Dans le Chapitre II, nous interrogeons l’horizon de la foi biblique, avec une attention particulière portée au thème de ses “pages difficiles” : celles, autrement dit, dans lesquelles la révélation de Dieu se trouve intriquée avec les figures de la violence entre les hommes. Nous cherchons à dégager les points de référence que la même tradition scripturaire met en lumière ? En son propre contenu ? Pour l’interprétation de la Parole de Dieu. Sur la base de cette réappropriation, nous présentons une première ébauche pour le cadrage anthropologique et christologique des développements de l’interprétation du thème, avec le souci de la condition historique actuelle.

 

La Résurrection de Jésus, source d’amour entre les hommes

 

Dans le Chapitre III, nous proposons un approfondissement de l’événement de la mort et de la résurrection de Jésus sur le thème de la réconciliation entre les hommes. L’oikonomia est ici essentielle à la détermination de la theologia. La révélation inscrite dans l’événement de Jésus-Christ, qui rend universellement estimable la manifestation de l’amour de Dieu, permet de neutraliser la justification de la violence sur la base de la vérité christologique et trinitaire de Dieu.

 

Au Chapitre IV, notre réflexion s’engage dans l’illustration des approximations et des implications philosophiques concernant le fait de penser Dieu. Ici sont traités avant tout les points de discussion avec l’athéisme actuel, largement alimenté par les thèses convergentes d’un radical naturalisme anthropologique.
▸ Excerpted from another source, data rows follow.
PR #3112, opened 2025-01-10
wasm: fix build issues

tinyjin:
Fixed wasm build issues from latest webgl changes.

CleanShot 2025-01-10 at 16 31 27@2x

### DIFF
--- a/src/bindings/wasm/tvgWasmLottieAnimation.cpp
+++ b/src/bindings/wasm/tvgWasmLottieAnimation.cpp
@@ -188,9 +188,7 @@ struct TvgWgEngine : TvgEngineMethod
 
 struct TvgGLEngine : TvgEngineMethod
 {
-#ifdef THORVG_GL_RASTER_SUPPORT
-    EMSCRIPTEN_WEBGL_CONTEXT_HANDLE context = 0;
-#endif
+    intptr_t context = 0;
     ~TvgGLEngine() override
     {
     #ifdef THORVG_GL_RASTER_SUPPORT
--- a/src/bindings/wasm/tvgWasmLottieAnimation.cpp
+++ b/src/bindings/wasm/tvgWasmLottieAnimation.cpp
@@ -188,7 +188,9 @@ struct TvgWgEngine : TvgEngineMethod
 
 struct TvgGLEngine : TvgEngineMethod
 {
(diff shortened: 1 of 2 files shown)


src/renderer/gl_engine/tvgGlRenderer.cpp
```diff
@@ -803,8 +803,6 @@ bool GlRenderer::target(void* context, int32_t id, uint32_t w, uint32_t h)
     //assume the context zero is invalid
     if (!context || id == GL_INVALID_VALUE || w == 0 || h == 0) return false;
 
-    currentContext();
-
     flush();
```
hermet, line 806: this call should be guanrateed with currentContext...

src/bindings/wasm/tvgWasmLottieAnimation.cpp
```diff
@@ -188,7 +188,9 @@ struct TvgWgEngine : TvgEngineMethod
 
 struct TvgGLEngine : TvgEngineMethod
 {
+#ifdef THORVG_GL_RASTER_SUPPORT
     EMSCRIPTEN_WEBGL_CONTEXT_HANDLE context = 0;
```
hermet, line 192: Suggest just use `int`  without EMSCRIPTEN dependency.

src/renderer/gl_engine/tvgGlRenderer.cpp
```diff
@@ -803,8 +803,6 @@ bool GlRenderer::target(void* context, int32_t id, uint32_t w, uint32_t h)
     //assume the context zero is invalid
     if (!context || id == GL_INVALID_VALUE || w == 0 || h == 0) return false;
 
-    currentContext();
```
hermet, line 806: if (mContext) currentContext();

src/bindings/wasm/tvgWasmLottieAnimation.cpp
```diff
@@ -188,7 +188,7 @@ struct TvgWgEngine : TvgEngineMethod
 
 struct TvgGLEngine : TvgEngineMethod
 {
-    EMSCRIPTEN_WEBGL_CONTEXT_HANDLE context = 0;
+    uintptr_t context = 0;
```
hermet, line 191: `intptr_t` ?
image

hermet (approved):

À la fin – pour le bénéfice conjoint du débat interreligieux sur le monothéisme – nous proposons une sorte de méditation philosophico-théologique sur l’intégration, dans la révélation, d’un dispositif de relations à l’intime de Dieu et de la conception traditionnelle de son absolue simplicité.

 

Dans le Chapitre V, pour finir, nous reprenons les éléments de la spécificité chrétienne qui définissent l’engagement du témoignage ecclésial pour la réconciliation des hommes avec Dieu, et entre eux. La révélation chrétienne purifie la religion, dans le moment même où elle lui rend sa signification fondamentale pour l’expérience humaine du sens. C’est pourquoi, dans notre invitation à la réflexion, nous tenons bien présent la nécessité spéciale – surtout devant l’horizon culturel d’aujourd’hui – de traiter toujours conjointement le contenu théologique et le développement historique de la révélation chrétienne de Dieu.